▸ **Records for the task**
============

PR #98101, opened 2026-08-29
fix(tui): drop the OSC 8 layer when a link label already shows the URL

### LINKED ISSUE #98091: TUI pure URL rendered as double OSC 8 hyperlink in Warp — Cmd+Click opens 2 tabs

============

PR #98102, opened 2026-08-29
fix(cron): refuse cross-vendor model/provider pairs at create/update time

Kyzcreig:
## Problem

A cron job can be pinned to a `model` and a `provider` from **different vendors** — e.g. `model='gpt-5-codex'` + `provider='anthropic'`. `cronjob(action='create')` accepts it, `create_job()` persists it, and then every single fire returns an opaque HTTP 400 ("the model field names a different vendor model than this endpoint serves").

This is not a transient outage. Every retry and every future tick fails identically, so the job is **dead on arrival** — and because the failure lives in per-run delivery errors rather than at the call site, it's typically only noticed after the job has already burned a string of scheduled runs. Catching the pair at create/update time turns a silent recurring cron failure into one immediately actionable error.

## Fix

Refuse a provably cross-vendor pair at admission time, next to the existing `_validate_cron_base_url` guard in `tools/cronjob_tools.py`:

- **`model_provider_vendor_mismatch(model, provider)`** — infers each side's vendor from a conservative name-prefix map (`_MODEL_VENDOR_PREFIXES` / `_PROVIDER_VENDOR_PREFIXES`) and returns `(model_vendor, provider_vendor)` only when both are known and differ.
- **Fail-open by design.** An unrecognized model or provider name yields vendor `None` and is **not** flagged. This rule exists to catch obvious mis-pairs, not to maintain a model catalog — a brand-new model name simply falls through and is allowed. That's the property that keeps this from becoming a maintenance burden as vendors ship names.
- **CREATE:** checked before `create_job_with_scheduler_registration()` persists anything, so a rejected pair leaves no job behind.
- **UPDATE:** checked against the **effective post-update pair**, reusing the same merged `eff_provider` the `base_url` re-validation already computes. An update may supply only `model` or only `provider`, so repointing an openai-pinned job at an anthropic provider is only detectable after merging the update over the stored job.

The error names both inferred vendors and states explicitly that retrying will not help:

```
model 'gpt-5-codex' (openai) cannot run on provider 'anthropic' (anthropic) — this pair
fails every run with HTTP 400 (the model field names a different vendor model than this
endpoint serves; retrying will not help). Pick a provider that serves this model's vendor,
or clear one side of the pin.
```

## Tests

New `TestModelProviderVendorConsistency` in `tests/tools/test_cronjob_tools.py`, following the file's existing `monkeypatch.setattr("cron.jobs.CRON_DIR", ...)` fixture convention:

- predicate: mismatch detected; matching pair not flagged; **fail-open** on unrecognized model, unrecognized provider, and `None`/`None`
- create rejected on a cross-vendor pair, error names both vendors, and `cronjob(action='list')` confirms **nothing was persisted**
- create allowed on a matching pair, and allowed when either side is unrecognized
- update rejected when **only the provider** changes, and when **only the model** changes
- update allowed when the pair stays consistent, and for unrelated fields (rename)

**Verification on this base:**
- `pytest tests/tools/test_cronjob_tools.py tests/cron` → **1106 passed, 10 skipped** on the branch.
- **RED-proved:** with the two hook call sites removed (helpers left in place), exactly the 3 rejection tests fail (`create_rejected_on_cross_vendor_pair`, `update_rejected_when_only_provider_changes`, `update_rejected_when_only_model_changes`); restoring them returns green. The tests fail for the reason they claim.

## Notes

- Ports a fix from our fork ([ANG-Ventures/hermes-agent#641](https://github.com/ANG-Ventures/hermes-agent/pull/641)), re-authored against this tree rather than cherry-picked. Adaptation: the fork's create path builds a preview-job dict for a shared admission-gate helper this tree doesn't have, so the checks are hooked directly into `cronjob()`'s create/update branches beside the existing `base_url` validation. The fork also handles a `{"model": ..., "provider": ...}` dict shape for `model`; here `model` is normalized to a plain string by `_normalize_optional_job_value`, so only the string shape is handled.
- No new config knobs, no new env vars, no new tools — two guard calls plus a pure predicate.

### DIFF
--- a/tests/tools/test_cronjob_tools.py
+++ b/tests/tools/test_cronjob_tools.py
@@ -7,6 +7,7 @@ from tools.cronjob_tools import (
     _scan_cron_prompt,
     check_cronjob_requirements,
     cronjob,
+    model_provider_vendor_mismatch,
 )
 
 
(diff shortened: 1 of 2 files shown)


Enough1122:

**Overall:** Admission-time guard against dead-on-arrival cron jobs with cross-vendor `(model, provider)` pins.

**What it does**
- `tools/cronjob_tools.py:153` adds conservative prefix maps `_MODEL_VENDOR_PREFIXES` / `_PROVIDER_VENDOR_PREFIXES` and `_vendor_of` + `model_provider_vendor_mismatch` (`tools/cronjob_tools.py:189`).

============

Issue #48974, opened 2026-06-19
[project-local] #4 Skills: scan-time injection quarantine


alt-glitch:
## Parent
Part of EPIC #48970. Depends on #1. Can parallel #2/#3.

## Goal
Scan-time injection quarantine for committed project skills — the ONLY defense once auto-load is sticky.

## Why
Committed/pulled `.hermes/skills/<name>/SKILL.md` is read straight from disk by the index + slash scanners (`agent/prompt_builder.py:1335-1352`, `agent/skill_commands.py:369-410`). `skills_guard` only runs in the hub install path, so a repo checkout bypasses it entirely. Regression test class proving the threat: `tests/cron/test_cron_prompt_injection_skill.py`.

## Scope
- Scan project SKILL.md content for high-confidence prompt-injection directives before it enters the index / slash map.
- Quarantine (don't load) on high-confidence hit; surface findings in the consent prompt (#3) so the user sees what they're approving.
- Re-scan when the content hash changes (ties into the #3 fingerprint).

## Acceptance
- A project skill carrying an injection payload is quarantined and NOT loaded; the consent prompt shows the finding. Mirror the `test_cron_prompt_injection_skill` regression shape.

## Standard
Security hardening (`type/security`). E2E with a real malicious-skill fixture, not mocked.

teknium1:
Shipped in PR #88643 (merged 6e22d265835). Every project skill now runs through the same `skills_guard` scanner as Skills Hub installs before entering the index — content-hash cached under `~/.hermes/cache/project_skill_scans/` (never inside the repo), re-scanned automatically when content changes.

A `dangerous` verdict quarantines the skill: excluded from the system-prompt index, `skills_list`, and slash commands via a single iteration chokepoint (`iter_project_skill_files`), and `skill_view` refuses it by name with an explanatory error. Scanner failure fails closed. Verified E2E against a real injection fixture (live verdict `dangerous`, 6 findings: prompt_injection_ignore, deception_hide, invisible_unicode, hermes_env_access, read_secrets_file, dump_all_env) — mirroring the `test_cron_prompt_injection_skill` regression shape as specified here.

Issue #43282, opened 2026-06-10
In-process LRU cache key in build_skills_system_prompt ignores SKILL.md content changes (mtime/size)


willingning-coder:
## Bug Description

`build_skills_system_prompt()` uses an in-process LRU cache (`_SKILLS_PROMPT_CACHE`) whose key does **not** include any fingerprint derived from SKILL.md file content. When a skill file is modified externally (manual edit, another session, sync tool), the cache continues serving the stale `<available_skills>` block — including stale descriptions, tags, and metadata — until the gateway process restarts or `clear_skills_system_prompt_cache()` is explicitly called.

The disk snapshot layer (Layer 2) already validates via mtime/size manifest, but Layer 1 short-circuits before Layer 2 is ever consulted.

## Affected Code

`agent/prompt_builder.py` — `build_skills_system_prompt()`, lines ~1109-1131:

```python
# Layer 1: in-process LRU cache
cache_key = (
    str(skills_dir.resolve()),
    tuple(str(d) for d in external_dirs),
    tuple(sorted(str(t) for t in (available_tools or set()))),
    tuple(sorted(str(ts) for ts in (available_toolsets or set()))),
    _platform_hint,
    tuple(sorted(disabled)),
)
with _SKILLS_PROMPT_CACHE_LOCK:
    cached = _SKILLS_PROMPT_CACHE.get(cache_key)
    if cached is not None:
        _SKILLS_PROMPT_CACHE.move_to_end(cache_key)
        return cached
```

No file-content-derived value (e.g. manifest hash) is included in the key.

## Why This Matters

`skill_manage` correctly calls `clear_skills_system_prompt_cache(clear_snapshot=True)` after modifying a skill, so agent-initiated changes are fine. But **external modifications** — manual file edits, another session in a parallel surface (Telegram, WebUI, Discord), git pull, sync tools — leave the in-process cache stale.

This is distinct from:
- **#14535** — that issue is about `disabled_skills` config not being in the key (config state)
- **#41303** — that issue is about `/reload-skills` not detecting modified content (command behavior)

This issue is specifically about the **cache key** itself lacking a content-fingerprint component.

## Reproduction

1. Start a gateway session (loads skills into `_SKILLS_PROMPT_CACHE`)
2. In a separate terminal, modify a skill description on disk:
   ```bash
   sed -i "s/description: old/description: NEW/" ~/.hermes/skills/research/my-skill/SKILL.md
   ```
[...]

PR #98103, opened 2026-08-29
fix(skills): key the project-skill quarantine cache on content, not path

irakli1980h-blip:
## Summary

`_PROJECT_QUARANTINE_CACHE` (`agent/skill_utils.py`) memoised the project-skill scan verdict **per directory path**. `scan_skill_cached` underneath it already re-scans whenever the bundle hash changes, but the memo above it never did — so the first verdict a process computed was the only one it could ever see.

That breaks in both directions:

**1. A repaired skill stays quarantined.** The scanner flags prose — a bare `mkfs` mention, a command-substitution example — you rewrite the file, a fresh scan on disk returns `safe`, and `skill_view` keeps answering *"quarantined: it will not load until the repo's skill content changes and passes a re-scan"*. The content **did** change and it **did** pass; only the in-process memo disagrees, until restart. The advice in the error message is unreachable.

============

▸ **Assignment**
Where the string "pure" occurs in a line of the material above, copy the whole line.

▸ **Expected output**
### LINKED ISSUE #98091: TUI pure URL rendered as double OSC 8 hyperlink in Warp — Cmd+Click opens 2 tabs
- No new config knobs, no new env vars, no new tools — two guard calls plus a pure predicate.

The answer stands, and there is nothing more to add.